The Conference of Directors of Private Pre-Tertiary Schools – Ghana (CODPPTS) says the Free Senior High School policy should be made a pro-poor programme targeting low-income earners and the deprived of the population.
It wondered how the rich and the poor could enjoy the policy when the rich could afford. “The situation on the ground is that parents are incurring huge costs by engaging private teachers to teach their wards to make up for completion of the syllabus.
“How should a managing
director and a messenger in the same organisation whose wards have passed to
enter SHS enjoy equal fee-free tuition?
“Parents who are capable
must be made to contribute to their wards’ education as a way of making the
policy sustainable,” a communique issued at a meeting held in Accra said.
The meeting, among other
things, looked at the impact of COVID-19 on private pre-tertiary schools and
private school teachers in the country.
The communique, signed
by the President of CODPPTS, Mr.
Philip Boateng Mensah, welcomed the
establishment of the National Schools Inspectorate Authority and pledged to
collaborate with it.
It urged the authorities
to see private schools as partners in development but not student-head teacher
relationship for mutual respect and cordial relationship.
The meeting noted that
since the closure of schools in March 2020, support from the government for
private schools and their teachers had been mere rhetoric and mockery.
“The various stimulus
packages provided by government to its institutions and personnel they
considered priority excluded the private school owners and teachers.
“The allocation to
National Board for Small-Scale Industries for private school teachers to access
was nothing to write home about,” it said.
The communique said
while the government was supporting private organisations in such difficult
times, its education partners were relegated to the background.
It expressed concern
about the attempt by the government to give 30 per cent quota of admissions to
class ‘A’ senior high schools to public schools.
“This is not only
unconstitutional but also creates educational apartheid in Ghana's educational
system,” it said.
“The Constitution
provides for equal opportunities for all Ghanaians.

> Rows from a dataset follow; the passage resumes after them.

PR #3877, opened 2022-10-14
[LETS-561] separate append assigned mvccid from mvcc complete

cristiarg:
http://jira.cubrid.org/browse/LETS-561

It seems that, when the `unittests_snapshot` was written - before LETS developments - there was a separation between the MVCC and the transactional log layers.
During LETS developments, this separation was broken in {{logtb_complete_mvcc}} with the changes for http://jira.cubrid.org/browse/LETS-288.

Implementation:
- separate the part that appends the log record with the assigned MVCCID from the part that does the actual MVCC completion in separate functions
- call both functionalities - `logtb_append_assigned_mvcc_if_needed_and_complete_mvcc` - in all places
- except from the snapshot unittest where only the MVCC complete functionality is needed - `logtb_complete_mvcc`
- create an "internal" function that allows to check correctness of `tdes->mvccinfo->last_mvcc_lsa` via an extra parameter

### DIFF
--- a/src/transaction/log_tran_table.c
+++ b/src/transaction/log_tran_table.c
@@ -4090,6 +4090,38 @@ logtb_get_mvcc_snapshot (THREAD_ENTRY * thread_p)
 
 /*
  * logtb_complete_mvcc () - Called at commit or rollback, completes MVCC info
+ *			    for current transaction. If the transaction used
+ *			    an MVCCID but that id was not added to any of the
+ *			    transaction's log records, adds a specific log record to register the id.
+ *
+ * return	  : Void.
+ * thread_p (in)  : Thread entry.
+ * tdes (in)	  : Transaction descriptor.
+ * committed (in) : True if transaction was committed false if it was aborted.
+ */
+void
+logtb_append_assigned_mvcc_if_needed_and_complete_mvcc (THREAD_ENTRY * thread_p, LOG_TDES * tdes, bool committed)
+{
+  MVCC_INFO *const curr_mvcc_info = &tdes->mvccinfo;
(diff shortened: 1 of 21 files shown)


src/transaction/log_tran_table.c
```diff
@@ -4088,6 +4090,39 @@ logtb_get_mvcc_snapshot (THREAD_ENTRY * thread_p)
 
 }
 
+/*
+ * logtb_complete_mvcc () - Called at commit or rollback, completes MVCC info
```
wrlawodms: It should be modified.

src/transaction/log_tran_table.c
```diff
@@ -4099,6 +4134,13 @@ logtb_get_mvcc_snapshot (THREAD_ENTRY * thread_p)
  */
 void
 logtb_complete_mvcc (THREAD_ENTRY * thread_p, LOG_TDES * tdes, bool committed)
+{
+  constexpr bool check_null_last_mvcc_lsa = true;
```
wrlawodms, line 4140: Just out of curiosity, why don't you pass true directly, but use a temporal constexpr variable? Thanks.

wrlawodms (approved):

joohok (approved):

src/transaction/log_tran_table.c
cristiarg: No other reason than to make the semantics of the code clearer to the reader. With only a `true` passed as argument, the user would have to search the called function to see what that means. It is zero-cost from a performance point of view as a compiler, in release build, will abstract away the parameter altogether.

src/transaction/log_tran_table.c
cristiarg: Done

The conference is of the
view that if there is any approach to bridge the gap between public and private
basic schools’ admission to SHS, the way to go is not the lazy approach of
allocating 30 per cent quota to public schools to steal the start at the race.
It urged the Ministry of
Education and Ghana Education Service to be prudent in their decisions and
allocate more resources for monitoring and supervision but not the easy path
they had chosen.
It said parents whose
wards were in private schools and workers in private schools were taxpayers in
Ghana and their taxes were part of funds used to build, develop and sustain
secondary schools.
Therefore, it said, the
conduct of the Ministry of Education was discriminatory and unconstitutional.
“Again, the Ghana
Education Service has more qualified teachers in all public schools than
private schools, so if performance is stunted at the public school level, what
is required is to do a diagnosis of the problem to solve it, rather than
condoning the laxity, low supervision and lackadaisical attitude of some public
school teachers resulting in low performance,” the communique said.